There are several possible avenues for future research on the prefrontal inhibition network. For example, researchers may utilize a condition-and-perturb protocol to probe compensatory mechanisms within the right prefrontal cortex. Here, a combined offline and online perturbation of both the right IFG and right DLPFC may result in stronger effects relative to the perturbation of each area alone, which would allow testing the compensation theory. Additionally, researchers may aim to increase stimulation focality by targeting individual activation peaks based on functional localizers obtained from fMRI. Recent advances even allow for the concurrent use of TMS and neuroimaging procedures70,71.

Another limitation of the current study is the specific sham condition that was used. To reiterate, the coil was placed on a participant’s head and tilted away to avoid effective cortical stimulation during TMS. A more ideal sham procedure would have been to place the coil directly on the vertex or even stimulate a control site assumed to not be part of the network required for task performance54,72,73,74. In this way, a more realistic sham condition could have mimicked the somatosensory side effects of TMS. However, while this procedural change would have generally improved the study design, it is unlikely that an active sham condition would have turned the observed null findings into positive effects. Notably, by more closely mimicking the somatosensory effects an active sham condition may slightly reduce the likelihood of finding an active TMS effect in comparison by creating a placebo effect72. However, although we cannot fully rule out this possibility, the present study employed an offline TMS protocol and any somatosensory effect of an active TMS application would have most likely faded and not affected the task after its cessation.

Conclusion

In conclusion, 1 Hz offline TMS over the right DLPFC and the right IFG at 110% RMT had no effect on performance in a gamified SST. In fact, evidence in favor of the null hypothesis was found.
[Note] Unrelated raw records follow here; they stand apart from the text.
PR #925, opened 2017-10-10
Change the marker value for NextMarker in bucket_list_streaming

### LINKED ISSUE #924: Use NextMarker unless object name when listing objects
S3 protocol support `NextMarker` and an object name in the marker parameter, but Azure expects marker (https://docs.microsoft.com/en-us/rest/api/storageservices/List-Blobs?redirectedfrom=MSDN) in the ListBlobs request to be the NextMarker field of the previous ListBlobs result.

I purpose to use the NextParameter in `bucket_list_streaming` for adding the compatibility with Minio.

For more information, you can check this minio issue: https://github.com/minio/minio/issues/4948

jmaitrehenry:
Fix #924

### DIFF
--- a/S3/S3.py
+++ b/S3/S3.py
@@ -328,6 +328,9 @@ class S3(object):
         def _get_common_prefixes(data):
             return getListFromXml(data, "CommonPrefixes")
 
+        def _get_next_marker(data, current_list):
+            return getTextFromXml(response["data"], "NextMarker") or current_list[-1]["Key"]
+
         uri_params = uri_params and uri_params.copy() or {}
         truncated = True
         prefixes = []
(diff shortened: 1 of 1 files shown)


fviard:
Thanks for the PR.
The idea of it looks ok to me but a fast internet search let me think that there is still a risk that the "nextmarker" would be absent or empty.

So, I think that it should probably be better to do something like:
maker = "get nextMarker", if not or empty, marker = current key[-1] (get last key as before).

(just cosmetic, but for consistency it could also be better to add a "_get_next_marker" like the "_get_contents".)

jmaitrehenry:
@fviard done

fviard:
Merged, thank you!

PR #926, opened 2017-10-19
Return early when modify metadata with not correct key

gaosibei:
Signed-off-by: Sibei Gao <gaosb@inspur.com>


fviard:
Hi,
I can be wrong but the modification that you propose is not right.
There are usages for a "modify" that will not change a "custom" header.
For example if you want to change the content-type or any vendor custom header.

What was the intended purpose of your PR? you wanted to "typos" like forgetting the x-amz-meta?

PR #938, opened 2017-12-01
Fixes bug in cinvalinfo when only one path is supplied to cloudfront invalidation request.

Nossnevs:
Fixes bug in cinvalinfo when only one path is supplied. Before it displayed the nr of characters in the string instead of "nr of paths: 1".


fviard:
Nice catch!
Merged, thank you.

Issue #525, opened 2015-04-09
--cf-invalidate doesn't invalidate copied files


rstacruz:
Let's say you have 3 identical files:

```
/files/v0/file.js
/files/v0.1/file.js
/files/v0.1.9/file.js
```

and you sync it using `s3cmd sync`:

```
s3cmd sync --cf-invalidate --acl-public --preserve --recursive ./files s3://my-cdn/

WARNING: Module python-magic is not available. Guessing MIME types based on file extensions.
./files/v0.1.9/file.js -> s3://my-cdn/files/v0.1.9/file.js  [1 of 1]
 37842 of 37842   100% in    1s    27.05 kB/s  done
remote copy: files/v0.1.9/file.js -> files/v0.1/file.js
remote copy: files/v0.1.9/file.js -> files/v0/file.js
Done. Uploaded 37842 bytes in 2.9 seconds, 12.81 kB/s. Copied 2 files saving 75684 bytes transfer.
Created invalidation request for 1 paths
Check progress with: s3cmd cfinvalinfo cf://.../...
```

It says it `Created invalidation request for 1 paths`, which should probably be 3.

rstacruz:
anyone got a workaround or resolution for this?

fviard:
Should be fixed with:
https://github.com/s3tools/s3cmd/commit/aa18fa41cd4e63a015ab75bc0ccf99d8d49be151

PR #939, opened 2017-12-07
Fixed a bug which didn't invalidate any files which were copied remotely during sync

kgritesh:
Fixed a bug which didn't invalidate any files which were copied remotely during sync. Fixes issue #525


fviard:
Following your proposal, I did an improved version that I think would be a little more efficient:
https://github.com/s3tools/s3cmd/commit/aa18fa41cd4e63a015ab75bc0ccf99d8d49be151
But thank you very much for having narrowed down this issue and the PR!

PR #940, opened 2017-12-07
Fix handling of config tri-state bool values (like acl_public)

bcl:
Commit bc38c2a879305ffd3cdd4f025f4161b430e79150 added the ability to set
acl_public from the config file -- but it did not take into account that
it is a 'tri-state' value so the string is what is written, causing it
to ALWAYS be true.

This results in unexpected and insecure behavior if 'acl_public = False'
is used in the config file.

This patch modifies the Config.update_option to check the option type
AND the value if the original is None. If an option's default is None
and the value is a bool (true, false, yes, no, 0, 1) then it will set it
to a bool value.

### DIFF
--- a/S3/Config.py
+++ b/S3/Config.py
@@ -44,6 +44,28 @@ def config_unicodise(string, encoding = "utf-8", errors = "replace"):
     except UnicodeDecodeError:
         raise UnicodeDecodeError("Conversion to unicode failed: %r" % string)
 
+def is_true(value):
+    """Check to see if a string is true, yes, on, or 1
+
+    value may be a str, or unicode.
+
+    Return True if it is
+    """
+    return value.lower() in ("true", "yes", "on", "1")
+
+def is_false(value):
+    """Check to see if a string is false, no, off, or 0
+
+    value may be a str, or unicode.
+
+    Return True if it is
+    """
+    return value.lower() in ("false", "no", "off", "0")
+
+def is_bool(value):
+    """Check a string value to see if it is bool"""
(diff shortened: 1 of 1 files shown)


bcl:
This should also solve #793 but in a more generic way.

fviard:
Thank you for having catch that.
And the proposed fix is quite graceful!

But I still see a little drawback, if you can add a fix for that in your PR, that would be awesome:
Now, all the fields having a "None" as default config will be "treated" by your new code.
So 2 sides effects:
- One that is in fact a text field, might have boolean set for it if by bad luck or else "true" or "1" be used for example. (A rare corner case i guess)
- Any provided text for such an option will go trough your "is_bool" function. As it is using a "str(...)" construct, chances are that this will crash with utf8 values and python2.7. (That case is likely for someone using content_disposition).

Possible fix:
I see 3 options that are like that in the config: content_disposition, content_type, and upload_id.
A fast lookup of the code let me think that they may have their default value replaced to "".
A few lines of code will have to be updated to not look "is None" but just if "None or empty".
Luckily, i don't see any case where these 3 fields could have a legitimate "" value that has to be used.

bcl:
I've updated the PR with a small change, dropping use of str() and renaming the functions. From what I can see they will always be called with unicode so it can just use .lower() on that. And if it ever gets called with a str, .lower() still works.

I don't think the corner case of using a bool string for one of the other entries is going to be a problem, but if you want to deal with that separately I'll leave that up to you.

fviard:
Finally merged, thank you. Sorry for the long delay.

PR #947, opened 2018-01-13
Fix Python 3 bytes string encoding when getting IAM credentials

alexallah:
The `files` variable has a type of `bytes()` in Python 3.

For example, if `files = b'master'` then the request path would be formatted as
`"/latest/meta-data/iam/security-credentials/b'master'"`

The `.decode()` method converts a bytes into a proper string in Python 3 and doesn't change anything in Python 2.

### DIFF
--- a/S3/Config.py
+++ b/S3/Config.py
@@ -217,7 +217,7 @@ class Config(object):
             resp = conn.getresponse()
             files = resp.read()
             if resp.status == 200 and len(files)>1:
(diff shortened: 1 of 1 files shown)


alexallah:
Without the fix, I was getting this error message:
```
ERROR: /root/.s3cfg: None
ERROR: Configuration file not available.
ERROR: Consider using --configure parameter to create one.
```

fviard:
Merged, thank you!

Issue #906, opened 2017-07-31
$AWS_PROFILE is not honored


matt-pilgrim:
[This](https://stackoverflow.com/questions/33551537/how-to-set-the-profile-when-running-the-s3cmd-sync-command) mentions something similar, and suggests using `--configure`, but that apparently uses the `~/.s3cfg` file.  Shouldn't I be able to use a command like `AWS_PROFILE=foo s3cmd ...` and use the "foo" profile from `~/.aws/credentials`?  

As someone who routinely uses multiple aws profiles, this is painful because I don't really want to keep another file in sync, and I also don't want to have to view my credentials files and copy/paste environment variables for AWS_ACCESS_KEY_ID/AWS_SECRET_ACCESS_KEY.

 If there is agreement that this is a bug, I can probably submit a patch.

EDIT:  found [this](https://github.com/s3tools/s3cmd/issues/104#issuecomment-90974616) comment from 2015 suggesting using the credentials file, and [this](https://github.com/s3tools/s3cmd/issues/104#issuecomment-93788313) mention in the same thread that a patch would be accepted.  Can anyone confirm this is still desired?

felipe1982:
If like this feature. I'm using `awsume` in the meantime which creates environment variables 

_Sent from my Google Pixel using [FastHub](https://play.google.com/store/apps/details?id=com.fastaccess.github)_

alexanderkjeldaas:
@felipe1982 which awesome command do you use?  awesome doesn't set any environment variables for me.

felipe1982:
That's only what awsume does: sets environment variables. Make sure you have the Alias set, or run `. awsume `

fviard:
Should be already fixed with merged PR #966 .

Issue #570, opened 2015-06-16
Support ~/.aws/credentials


jjshoe:
It would be great if s3cmd would check ~/.aws/credentials (http://docs.aws.amazon.com/cli/latest/userguide/cli-chap-getting-started.html) for just the credentials to use.

mdomsch:
Export AWS_CREDENTIAL_FILE=~/.aws/credentials, and then run s3cmd.  This is
in upstream master branch and v1.5.2.

commit dc590d62a12f309802a9865d34204117a8defebe
Author: David Kohen <kohen.d@gmail.com>
Date:   Wed Feb 13 15:57:11 2013 +0200

    Add support for IAM roles and temp tokens

    Including:
    Refresh temp tokens on every request.
    Add support for roles in S3, CloudFront and SimpleDB.
    Add support for AWS_CREDENTIALS_FILE env variable and the file it
references

jjshoe:
@mdomsch very handy, though not the same thing by any means. The point was to check the location that AWS recommends for you to store your credentials.

mdomsch:
I'm not sure why the location was defined in an environment variable
instead of simply looked at.  David?

jjshoe:
http://blogs.aws.amazon.com/security/post/Tx3D6U6WSFGOK2H/A-New-and-Standardized-Way-to-Manage-Credentials-in-the-AWS-SDKs

PR #966, opened 2018-04-28
Issue #906 add support for $AWS_PROFILE

Trane9991:
Add support for reading credentials from default, standardized AWS credentials file [1].

New logic works as in PR #570 but with additional changes.

Reading credentials from the AWS credentials file can be triggered by setting any of following env variables:
- `AWS_CREDENTIAL_FILE`
- `AWS_PROFILE`

Default value for `AWS_PROFILE` is `default` and for `AWS_CREDENTIAL_FILE` is `~/.aws/credentials`. 

If `AWS_CREDENTIAL_FILE` set to non-existing file, it will fallback to the default value. This way you can use `AWS_CREDENTIAL_FILE=true` if you want to read credentials from the default location.

[1] https://aws.amazon.com/blogs/security/a-new-and-standardized-way-to-manage-credentials-in-the-aws-sdks/

### DIFF
--- a/S3/Config.py
+++ b/S3/Config.py
@@ -23,6 +23,7 @@ try:
 except ImportError:
     import http.client as httplib
 import locale
+import configparser
 
 try:
     unicode
@@ -211,8 +212,8 @@ class Config(object):
             try:
                 self.read_config_file(configfile)
             except IOError:
-                if 'AWS_CREDENTIAL_FILE' in os.environ:
-                    self.env_config()
+                if 'AWS_CREDENTIAL_FILE' in os.environ or 'AWS_PROFILE' in os.environ:
+                    self.aws_credential_file()
 
             # override these if passed on the command-line
             if access_key and secret_key:
@@ -275,38 +276,35 @@ class Config(object):
             except:
                 warning("Could not refresh role")
 
-    def env_config(self):
-        cred_content = ""
+    def aws_credential_file(self):
         try:
-            cred_file = open(os.environ['AWS_CREDENTIAL_FILE'],'r')
-            cred_content = cred_file.read()
-        except IOError as e:
-            debug("Error %d accessing credentials file %s" % (e.errno,os.environ['AWS_CREDENTIAL_FILE']))
-        r_data = re.compile("^\s*(?P<orig_key>\w+)\s*=\s*(?P<value>.*)")
-        r_quotes = re.compile("^\"(.*)\"\s*$")
-        if len(cred_content)>0:
-            for line in cred_content.splitlines():
-                is_data = r_data.match(line)
-                if is_data:
-                    data = is_data.groupdict()
-                    if r_quotes.match(data["value"]):
-                        data["value"] = data["value"][1:-1]
-                    if data["orig_key"] == "AWSAccessKeyId" \
-                       or data["orig_key"] == "aws_access_key_id":
-                        data["key"] = "access_key"
-                    elif data["orig_key"]=="AWSSecretKey" \
-                       or data["orig_key"]=="aws_secret_access_key":
-                        data["key"] = "secret_key"
-                    else:
-                        debug("env_config: key = %r will be ignored", data["orig_key"])
+            config = configparser.ConfigParser()
 
-                    if "key" in data:
-                        Config().update_option(data["key"], data["value"])
-                        if data["key"] in ("access_key", "secret_key", "gpg_passphrase"):
-                            print_value = ("%s...%d_chars...%s") % (data["value"][:2], len(data["value"]) - 3, data["value"][-1:])
-                        else:
-                            print_value = data["value"]
-                        debug("env_Config: %s->%s" % (data["key"], print_value))
+            aws_credential_file = os.path.expanduser('~/.aws/credentials') 
+            if 'AWS_CREDENTIAL_FILE' in os.environ and os.path.isfile(os.environ['AWS_CREDENTIAL_FILE']):
+                aws_credential_file = os.environ['AWS_CREDENTIAL_FILE']
+
+            debug("Reading AWS credentials from", aws_credential_file)
+            config.read(aws_credential_file)
+            profile = "default"
+            if 'AWS_PROFILE' in os.environ:
+                profile = os.environ['AWS_PROFILE'] 
+
+            profile_access_key = config.get(profile, 'aws_access_key_id')
+            profile_secret_key = config.get(profile, 'aws_secret_access_key')
+            self.access_key = config_unicodise(profile_access_key)
+            self.secret_key = config_unicodise(profile_secret_key)
+
+            try:
+                profile_access_token = config.get(profile, 'aws_session_token')
+                Config().access_token = config_unicodise(profile_access_token) 
+            except configparser.NoOptionError:
+                pass
+
+        except IOError as e:
+            error("%d accessing credentials file %s" % (e.errno,os.environ['AWS_CREDENTIAL_FILE']))
+        except (configparser.NoOptionError, configparser.NoSectionError) as e:
+            error(e)
 
     def option_list(self):
         retval = []


Trane9991:
Hello @fviard,
Could you take a look at this PR, when possible?

fviard:
@Trane9991 Thank you for your contribution, and sorry for my slow response time.
I wanted to take the time to read carefully to ensure that it doesn't break anything.
But the direction of the patch is good.

A few things I see:
-
            error("%d accessing credentials file %s" % (e.errno,os.environ['AWS_CREDENTIAL_FILE']))
It would probably be better to keep it as it was before.
The thing can be open for discussion, but I think that if no aws configure can be loaded, that is not really an error. That could be a normal case.
Maybe that can be just a warning? more explicit, something like no aws credential file found or found but can't be loaded.

- 
            error(e)
at the end. Don't do this, always put an explicit error message, because otherwise some orphan errors would appear in the log and no one will understand where it came from.
As for the previous one, as we just pass without caring, maybe it should be only an warning or debug.

-
            It would probably be better to keep the log that was done of "keys" that are overriden. That allows to understand where the keys that are in use come from.

- 
           It would be better to only set config variable through the update_config like it was done before. Some treatment can be done on the config by it.

- 
           if data["orig_key"] == "AWSAccessKeyId" \	
                       or data["orig_key"] == "aws_access_key_id":
I don't know a lot of history of s3cmd, but I think that if there was this line, it is probably that there is another aws config file or a previous version of its format that used such a key?
Would be good to understand where it came from to be sure to not break support for something existing.

- 
This one is just a matter of taste I guess, but for the import i would have preferred something like : 
try: 
 from configparser import NoOption, NoSection, ConfiParser as PyConfigParser
except importerror:
  # Python2 fallback code
  from Configparser import ....

And so you can use them directly in the code.
the name PyConfigParser is to be very very explicit to not think by accident that defaultconfigparser is a kind of object of s3cmd related to s3cmd configparser


I hope that you will still like to complete your PR despite this long review ^^

Trane9991:
Thanks for the in-depth review, the advice is highly appreciated!

Regarding the:
*     error("%d accessing credentials file %s" % (e.errno,os.environ['AWS_CREDENTIAL_FILE']))
The idea was if person specified `AWS_CREDENTIAL_FILE` then he/she wanted to read credentials from the `AWS_CREDENTIAL_FILE`, and if it wasn't found, then it is an error. But if you still think it should be `warning` it is fine with me as well :)

*     if data["orig_key"] == "AWSAccessKeyId" \	
                 or data["orig_key"] == "aws_access_key_id":
I'm not sure about this one as well, but it was added a long time ago since then credentials file format was standardized and usage of the credentials in the five years old and the unsupported format should be considered as a bad practice, and not sure if it needs to be supported.

S3/Config.py
```diff
@@ -275,38 +281,46 @@ def role_refresh(self):
...
 
-    def env_config(self):
-        cred_content = ""
+    def aws_credential_file(self):
         try:
-            cred_file = open(os.environ['AWS_CREDENTIAL_FILE'],'r')
-            cred_content = cred_file.read()
+            aws_credential_file = os.path.expanduser('~/.aws/credentials') 
+            if 'AWS_CREDENTIAL_FILE' in os.environ and os.path.isfile(os.environ['AWS_CREDENTIAL_FILE']):
+                aws_credential_file = os.environ['AWS_CREDENTIAL_FILE']
```
fviard: I know that it was not done before, but as an improvement, it would be great if you can ensure to pass the strings you get from os.environ to config_unicodise.
The tests to be done to check if things are good, is like to create a folder with chinese characters, and try to put some chinese chars inside the configuration file itself. Normally keys don't have special chars, but so we are sure that the code is proof to nasty issues in the future.

S3/Config.py
```diff
@@ -275,38 +281,46 @@ def role_refresh(self):
...
+
+            config = PyConfigParser()
+
+            debug("Reading AWS credentials from", aws_credential_file)
+            config.read(aws_credential_file)
+
+            profile = "default"
+            if 'AWS_PROFILE' in os.environ:
+                profile = os.environ['AWS_PROFILE']
```
fviard: 2 previous lines can be simplified in to:
profile = os.environ.get('AWS_PROFILE', 'default')
So with the unicode safe conversion:
profile = config_unicodise(os.environ.get('AWS_PROFILE', 'default')

S3/Config.py
```diff
@@ -275,38 +281,46 @@ def role_refresh(self):
...
+            # trying to read aws_access_key_id from credentials file
+            profile_access_key = config.get(profile, 'aws_access_key_id')
+            debug('Setting "aws_access_key_id" from file {} as "access_key"'.format(aws_credential_file))
+            Config().update_option('access_key', config_unicodise(profile_access_key))
+
+            # trying to read aws_secret_access_key from credentials file
+            profile_secret_key = config.get(profile, 'aws_secret_access_key')
+            debug('Setting "aws_secret_access_key" from file {} as "secret_key"'.format(aws_credential_file))
+            Config().update_option('secret_key', config_unicodise(profile_secret_key))
+
```
fviard: Based on the previous code behavior, I think that you should take care that maybe only a part of access/secret/token keys could be stored in the config file.
Like only the session token, or only the access_key, ...
The rest being provided on the command line for example.

S3/Config.py
```diff
@@ -275,38 +281,46 @@ def role_refresh(self):
...
-                    if "key" in data:
-                        Config().update_option(data["key"], data["value"])
-                        if data["key"] in ("access_key", "secret_key", "gpg_passphrase"):
-                            print_value = ("%s...%d_chars...%s") % (data["value"][:2], len(data["value"]) - 3, data["value"][-1:])
-                        else:
-                            print_value = data["value"]
-                        debug("env_Config: %s->%s" % (data["key"], print_value))
+            error("%d accessing credentials file %s" % (e.errno, aws_credential_file))
+        except NoOptionError as e:
+            error("Couldn't find required key '{}' for the AWS Profile '{}' in the credentials file '{}'".format(e.option, e.section, aws_credential_file))
```
fviard: As discussed, "warning" would probably be enough. For the next exception also.

S3/Config.py
```diff
@@ -275,38 +281,46 @@ def role_refresh(self):
...
-            for line in cred_content.splitlines():
-                is_data = r_data.match(line)
-                if is_data:
-                    data = is_data.groupdict()
-                    if r_quotes.match(data["value"]):
-                        data["value"] = data["value"][1:-1]
-                    if data["orig_key"] == "AWSAccessKeyId" \
-                       or data["orig_key"] == "aws_access_key_id":
-                        data["key"] = "access_key"
-                    elif data["orig_key"]=="AWSSecretKey" \
```
fviard: I have found a reference about that:
https://blog.csanchez.org/2011/05/
Looks like it used to be the case up to 2011 at least.
Its a little bit annoying to have to take care of that, but that would probably be better to still handle that case.
Note: a warning might still be issued.
But users could have inherited config files or found old tutorial on internet and still be using that.
It is bad to break user existing setups just for updates when it is not strictly necessary.

Trane9991:
Hey @fviard,
your comments are very appreciated, originally I'm not the Python developer so could miss some obvious things :)

I pushed the fixes for all your comments, had to refactor the func to support the legacy options without much uglinesses and repetition in the code.

fviard:
Thank you for your reactivity anyway.
Looks good, i will give it a try tomorrow and merge it.

Frantch:
Consider adding credentials refresh. 

Imagine one wants to sync a very large data set and provides a profile that is valid for 60minutes. The sync will fail after 60 min and the command needs to be re run, this is very slow since it will have to re enumerate the full bucket

However if for example evert 35 minutes a background process update the credentials file every 45 minutes let's say, s3cmd when it fails for a token expires reason, it should retry loading the credentials file.

Trane9991:
@Frantch 
AFAIK `aws_access_key_id` and `aws_secret_access_key` keys that are provided for the AWS IAM *User* are entirely static and do not expire ever(automatically).

The ones you are talking about is the credentials provided by AWS IAM *Role* and read from ec2 instance metadata. This type of credentials not covered in this PR since they are already supported.

fviard:
@Frantch As said by Trane9991, this patch is not related to the same credentials.
For iam, I think that it will not expire because sadly credentials are refreshed every requests.
That is not optimal for performances but at least you should not encounter expiration issues.
It is something that I have on my todo list for improvements.

alexanderkjeldaas:
@Trane9991 I don't understand this:

> The ones you are talking about is the credentials provided by AWS IAM Role and read from ec2 instance metadata. This type of credentials not covered in this PR since they are already supported.

AWS IAM Roles look like this and I don't think they are supported.  Is `$AWS_PROFILE` really supported?

```
[profile bifrost]
role_arn = arn:aws:iam::<acct>:role/my-iam-role
source_profile = default
```

Trane9991:
@alexanderkjeldaas 
IAM roles don't work this way. You can't simply provide the role ARN and use it.

The role needs to be attached to the EC2 instance, then tool, that runs on this instance my use the role (get the credentials from Instance Metadata and user them). See [Using an IAM Role to Grant Permissions to Applications Running on Amazon EC2 Instances](https://docs.aws.amazon.com/IAM/latest/UserGuide/id_roles_use_switch-role-ec2.html).

Technically, what you want, could be achieved by [Assume Role mechanism](https://docs.aws.amazon.com/IAM/latest/UserGuide/id_roles_use_permissions-to-switch.html) and it is not supported AFAIK (at least not by this PR).

Issue #135, opened 2015-12-02
Reimplement elemMatch


tadatuta:
`elemMatch` should work as follows:

```js
block('b1').elemMatch(function() {
    return this.elem === 'e1' || this.elem === 'e2';
}).tag()('span');
```
should be equal to

```js
block('b1').elem('*').match(function() {
    return this.elem === 'e1' || this.elem === 'e2';
}).tag()('span');
```

miripiruni:
See #184

zxqfox:
Houston: http://goo.gl/U8JpEu — is this ok? I think we need a fix for 4.x

PR #165, opened 2015-12-28
Reimplement elemMatch

miripiruni:
For #135

/cc @zxqfox @tadatuta  @indutny

### DIFF
--- a/test/bemhtml/tree-test.js
+++ b/test/bemhtml/tree-test.js
@@ -175,6 +175,51 @@ describe('BEMHTML compiler/Tree', function() {
     }, '<div class="b1__e1 b1__e1_key_val">ok</div>')
   });
 
+  it('should support elemMatch() match', function() {
+    test(function() {
+      block('b1').elemMatch(function() {
+        return this.elem === 'e1' || this.elem === 'e2';
+      }).tag()('b');
+    }, [
+      { block: 'b1', elem: 'e1' },
+      { block: 'b1', elem: 'e2' },
+      { block: 'b1', elem: 'e3' }
+    ], '<b class="b1__e1"></b><b class="b1__e2"></b><div class="b1__e3"></div>')
+  });
+
+  it('priority of elemMatch and elem is determined by templates order',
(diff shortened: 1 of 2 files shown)


zxqfox:
Here is the problem with back-compat:
```
block('b').def()(
  elemMatch(function(){ return this.elem === 'e1'; })('1'),
  elem('e2')('2')
);
// +
{ block: 'b', elem: 'e2' }
```

miripiruni:
//cc @veged

miripiruni:
@zxqfox Here is two [tests](https://github.com/bem/bem-xjst/pull/165/files#diff-e241c0081ba5875bf6cd84d3eb063aebR190) about priority.

test/bemhtml/tree-test.js
```diff
@@ -175,6 +175,49 @@ describe('BEMHTML compiler/Tree', function() {
...
+        return this.elem === 'e1' || this.elem === 'e2';
+      }).tag()('b');
+    }, [
+      { block: 'b1', elem: 'e1' },
+      { block: 'b1', elem: 'e2' },
+      { block: 'b1', elem: 'e3' }
+    ], '<b class="b1__e1"></b><b class="b1__e2"></b><div class="b1__e3"></div>')
+  });
+
+  it('priority of elemMatch is higher than elem', function() {
```
zxqfox: Actually, I don't get why?

test/bemhtml/tree-test.js
```diff
@@ -175,6 +175,49 @@ describe('BEMHTML compiler/Tree', function() {
...
+    test(function() {
+      block('b1').def()(
+         elem('e1')('elem'),
```
zxqfox: `e1` should be a `e` — that's why. ;-)

arikon:
We decided to remove `elemMatch()` in 5.0 in favor of `elems('a', 'b', 'c', ...)`

zxqfox:
Don't forget to remove or fix `elem('*')`

Issue #172, opened 2016-01-14
Should properly render attrs


miripiruni:
See [test cases](https://github.com/bem/bem-xjst/pull/183/files#diff-958f90d6d94bb3ea244d8d1787058c15).

PR #167, opened 2015-12-30
BH specs

zxqfox:

PR #183, opened 2016-01-21
BEMHTML: should properly render attr values

miripiruni:
Fix for #172

### DIFF
--- a/test/runtime-test.js
+++ b/test/runtime-test.js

However it needs to be noted that the BEESTS model cannot prove the null, and evidence for the null hypothesis is based on SSRT estimates via the integration method.. One theoretically intriguing interpretation of this result is that within-network compensation was triggered canceling out the potential TMS effects as has been suggested in recent theorizing on TMS effects.

Methods

Sample

27 participants were recruited via the database of Max Planck Institute for Human Cognitive and Brain Sciences, Leipzig, Germany. Written informed consent was obtained from each subject prior to the experiment. The study was approved by the local ethics committee of the Medical Faculty at Leipzig University. All participants were healthy right-handed volunteers aged between 18 and 40, had normal or corrected-to-normal vision, no cardiovascular, neurological or psychiatric disorders or metal implants. Participants were informed about procedures but were blinded regarding the different TMS conditions. Based on the data reduction criteria (see below) the final sample consisted of 23 participants (14 female, mean age = 30.17, SD = 5.4). For sample size estimations and power analysis, we assumed an effect of Cohen’s f = 0.4 for a TMS effect on SSRT, a medium sized correlation between measures of r = 0.5 and a Type I and Type II error of 0.05 (using GPower75). This calculation resulted in a sample of at least 18 participants. Further, this sample size is in line with previous research investigating stop-signal task performance. For example, some studies similar to the present study in terms of design employed samples sized between 8 and 2422,44,46,47.

Design

Each participant underwent three experimental sessions that varied in TMS site (rIFG vs. rDLPFC vs. sham). After preparation and a practice block, each participant performed 450 experimental trials of the SSG per session, split into nine blocks. Each session lasted approximately 1.5–2.5 h. The individual resting motor threshold was determined in the first session. Sessions were separated by at least 7 days to prevent carry-over effects. The order of sessions was counterbalanced across participants to the best possible degree. Our design resulted in six possible stimulation sequences.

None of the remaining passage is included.